Brief Summary: The goal of this sequential study design is to increase genetic testing in those meeting national clinical guidelines. The main question it aims to answer is: which intervention is most effective in uptake of genetic testing for the target population? Participants will receive genetic testing and counseling that may initiate life-saving screenings.

Detailed Description: Germline genetic testing is recommended by the National Cancer Center Network (NCCN) for individuals with a personal history of ovarian cancer, young-onset (\<50 years) breast cancer, and a family history of ovarian cancer or male breast cancer, among others. Recent publications demonstrate that the uptake of genetic testing is under-utilized, overall, and rates are consistently lower in minority populations.
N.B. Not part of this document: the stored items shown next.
PR #4523, opened 2021-03-01
Do not print error if there was no error in AllowAccessForUsers()

vpodzime:
Otherwise this confusing error message is logged:
  Failed to get UID for user 'cfapache': Success


olehermanse (approved):
👍 Thanks!

PR #4527, opened 2021-03-02
CFE-3599/master: Clarified error log message about untrusted state directory not being private

nickanderson:
Ticket: CFE-3599
Changelog: Title


vpodzime (approved):
ACK

PR #4530, opened 2021-03-04
Fix iteration over the 'extra_hashes' map in PolicyMerge

vpodzime:
'extra_hashes' is a StringMap which means the actual hash map is
in its 'impl' field.

### DIFF
--- a/libpromises/policy.c
+++ b/libpromises/policy.c
@@ -451,7 +451,7 @@ Policy *PolicyMerge(Policy *a, Policy *b)
 
     if (extra_hashes != NULL)
     {
-        MapIterator it = MapIteratorInit((Map*) extra_hashes);
+        MapIterator it = MapIteratorInit(extra_hashes->impl);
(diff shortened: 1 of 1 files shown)


libpromises/policy.c
```diff
@@ -451,7 +451,7 @@ Policy *PolicyMerge(Policy *a, Policy *b)
 
     if (extra_hashes != NULL)
     {
-        MapIterator it = MapIteratorInit((Map*) extra_hashes);
+        MapIterator it = MapIteratorInit(extra_hashes->impl);
```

EHR-based algorithms will be used to identify patients of two Penn Medicine Ob/Gyn practices for whom genetic testing is recommended based on NCCN guidelines and to test pragmatic methods using messages delivered to patients or clinicians to encourage testing. The ACC Electronic Phenotyping Core developed the algorithms based on cancer registry data along with family history fields and this study will develop and test messages directed at patients and clinicians to encourage testing. The aims are: 1. Identification of at-risk populations through electronic health record (EHR) searches followed by patient nudges (MPM and then Way To Health) to increase the uptake of genetic counseling referral and testing in patients at gynecology practices at Dickens Center and Penn Medicine Radnor. 2. In patients who have not responded to patient nudges (Aim 1), test a provider nudge to increase the uptake of genetic counseling referral and testing in gynecology practices at Dickens Center and Penn Medicine Radnor (Aim 2).